Was this open camping? 
I don’t see campsites so I figure it is


----------



## SeaBreeze (Jun 12, 2018)

Thanks Keesha.  The cat comes when called like a dog, so he's not leashed but normally will stay inside the camper.  If he goes out for awhile he'll investigate the nearby bushes or hang out under the truck.  When we leave the camper, he gets locked in securely.  We never go to campsites, usually national forest or BLM land, too many regulations in campsites, dogs on leash and way too many people....we like to get away from all that.


----------



## Keesha (Jun 12, 2018)

That’s so cool. Our cat is the same. 
Clearly he is used to this routine 
How are they in the car together? Quiet?
What does BLM mean? 

I’m with you on the ‘too many rules ‘ at parks. Plus other campers are too close for our comfort. :laugh:

I wondered where you went. 
We missed you.


----------



## SeaBreeze (Jun 12, 2018)

They're very good in the truck together, they stay quiet and just look out the window or take a nap.  The cat has a soft carrier that we keep between us in the front seat, so he can go in and out when he wants.  If we make a stop for fuel or something, he gets zipped in so he's secure.  I keep a small plastic 'litter box' with a lid on it in the front on the floor between my legs just for emergencies, but he rarely needs to use it until  we get where we're going, maybe a 4-6 hour drive usually.  

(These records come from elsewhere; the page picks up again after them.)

PR #4440, opened 2025-10-02
fix: fixes debug_traceBlockByNumber response to not be null for a transaction with no internal calls

### LINKED ISSUE #4386: Wrong response when calling debug_traceBlockByNumber and a transaction from the block doesn't contain any calls
### Description

When calling `debug_traceBlockByNumber` for a block, and some transaction from the block hasn't made any calls, then null would be returned for that transaction. For example:
```
{
    "method": "debug_traceBlockByNumber",
    "params": [
        "0x5067CB1",
        {
            "tracer":"callTracer"
        }
    ],
    "id": 1,
    "jsonrpc": "2.0"
}
```
returns
`{"result":[{"txHash":"0xa74c140aedec484c5c6cb559aecd75386d15cbafcc3e55c90d5302adbea86337","result":null}],"jsonrpc":"2.0","id":27}`

The result be the root transaction object with an empty calls array instead of null, for example:

```
{"result: 
  [{
    "txHash":"0xa74c140aedec484c5c6cb559aecd75386d15cbafcc3e55c90d5302adbea86337",
    "result":{
        "type": "CALL",
        "from": "0x...",
        "to": "0x...",
        "input": "0x",
        "output": "0x",
        "gas": "0x0",
        "gasUsed": "0x0",
        "value": "0x0",
        "calls": []
    }}],"jsonrpc":"2.0","id":27}
```

An example response from Quicknode for such a transaction (Geth/Alchemy also adhere):

Image

### Steps to reproduce

1. Try to call `debug_traceBlockByNumber` for a block containing such a transaction, for example `0x5067CB1`
2. Observe the result

### Additional context

_No response_

### Hedera network

_No response_

### Version

0.71.0

### Operating system

None

simzzz:
### Description

Ensures that `debug_traceBlockByNumber` and `debug_traceTransaction` with `callTracer` always return a `calls` field as an array, never `null` or `undefined`, even when transactions have no internal calls.

### Related issue(s)

Fixes #4386 

### Testing Guide

1. Call `debug_traceBlockByNumber` for a block that contains a transaction with no calls such as 0x522ba41 on mainnet
2. Make sure result is an object with an empty calls array instead of null

N/A

N/A

### Checklist

### DIFF
--- a/packages/relay/tests/lib/debug.spec.ts
+++ b/packages/relay/tests/lib/debug.spec.ts
@@ -418,8 +418,7 @@ describe('Debug API Test Suite', async function () {
 
           expect(result).to.deep.equal(expectedResult);
         });
-
-        it('Test call tracer with single action (no internal calls) returns empty calls array', async function () {
+        it('should return empty calls array when using callTracer with single action (no internal calls)', async function () {
           const singleActionResponse = {
             actions: [contractsResultsActionsResult.actions[0]], // Only the root action
           };
--- a/packages/relay/src/lib/debug.ts
+++ b/packages/relay/src/lib/debug.ts
@@ -459,7 +459,7 @@ export class DebugImpl implements Debug {
     transactionHash: string,
     tracerConfig: ICallTracerConfig,
     requestDetails: RequestDetails,
-  ): Promise<CallTracerResult | null> {
+  ): Promise<CallTracerResult> {
     try {
       const [actionsResponse, transactionsResponse] = await Promise.all([
         this.mirrorNodeClient.getContractsResultsActions(transactionHash, requestDetails),


quiet-node:
> @quiet-node hmm, I also can't reproduce it along with other examples I had written down. (perhaps it was a bug on MN side due to modularization, that is now fixed?). Nevertheless, I still think we should fix the response format for this particular case. I will try to find another example.

Yeah let's bring this up to a parking lot session and discuss as a team

packages/relay/tests/lib/debug.spec.ts
```diff
@@ -419,16 +419,31 @@ describe('Debug API Test Suite', async function () {
           expect(result).to.deep.equal(expectedResult);
         });
 
-        it('Should return empty array if no actions found', async function () {
-          restMock.onGet(CONTARCTS_RESULTS_ACTIONS).reply(200, JSON.stringify({ actions: [] }));
+        it('Test call tracer with single action (no internal calls) returns empty calls array', async function () {
```
konstantinabl: the format for it() statements is It('should return an empty call array...) etc. , please rename

quiet-node (approved):
LGTM

konstantinabl (approved):

PR #4471, opened 2025-10-14
feat: adds factory pattern for relay class, to support future redis client …

### LINKED ISSUE #4470: Refactor Relay initialization to use Static Factory Method pattern
### Problem
The `Relay` class has a two-step initialization pattern (`new Relay()` + `await relay.init()`) that is error-prone and leads to services being initialized with `undefined` Redis client and not propery ensure operator has balance

**Current flow:**
1. In server/index.ts we import relay from server/server.ts, which runs all the initialization code for the Relay class
2. Services within the class initialize with `undefined` Redis client (`CacheService`, `EthImpl`)
3. Later, `init()` connects Redis and sets `this.redisClient`
4. But services already have `undefined` - updating the field doesn't help

**Issues found:**
- Acceptance tests don't call `relay.init()` (discovered in PR review)
- Services get `undefined` Redis client during construction
- Easy to forget calling `init()` after construction
- Split initialization logic between constructor and `init()` method

### Proposed Solution
Implement the **Static Factory Method** pattern by:

1. Make constructor `private` and accept `redisClient` parameter
2. Create `static async init(logger, register): Promise<Relay>` method that:
   - Connects to Redis **first**, if redis is enable
   - Constructs Relay with connected Redis client
   - Performs operator balance check
   - Returns fully initialized instance

**New usage:**
```typescript
// Old (error-prone)
const relay = new Relay(logger, register);
await relay.init();

// New (foolproof)
const relay = await Relay.init(logger, register);
```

Bureau of Land Management is government owned wild lands where you can camp if you like.  We get away from everyone when we can and like our privacy.  No TV, computer, cell phone, etc. and very poor radio reception in many areas....so it's back to nature time.  Thanks for the kind words.


----------



## applecruncher (Jun 12, 2018)

:lofl:
@ Loki's photobomb


----------



## Keesha (Jun 12, 2018)

That’s awesome that they are so well adapted to their routine. I wish I’d gotten our cat used to going in the car so she was used to it but we didn’t. 
Those carriers are like crates to dogs. It becomes their comfort zone where they feel protected when scared. 
Its amazing how close family dogs & cats can become. Our cat just loves both our dogs. 

Ok your burrau of land is like our green belts here. It’s owned and protected by the government but can be used recreationally. 
Thats very exciting. It’s like interior camping. You aren’t all flocked up like sheep. 

We hope to see more pics. 
Thanks Seabreeze. I’m glad you had such a good time.
What a cute family.


----------



## C'est Moi (Jun 12, 2018)

Such sweet faces, Sea Breeze.   I'm glad you had a good camping trip; my favorite campsites are COE facilities.


----------



## Keesha (Jun 12, 2018)

What are COE facilities ?


----------



## Shalimar (Jun 12, 2018)

Lovely pics, such sweet fur kids. The look on Loki’s face. Loll. Priceless.


----------



## hollydolly (Jun 13, 2018)

Ha!! great pictures as always.. SB...Bigfoot bless him, looks exactly like our labradoodle  scruffy when he's fed up fed up at one of the other animals...lol.. loki's eyes are HUGE!! 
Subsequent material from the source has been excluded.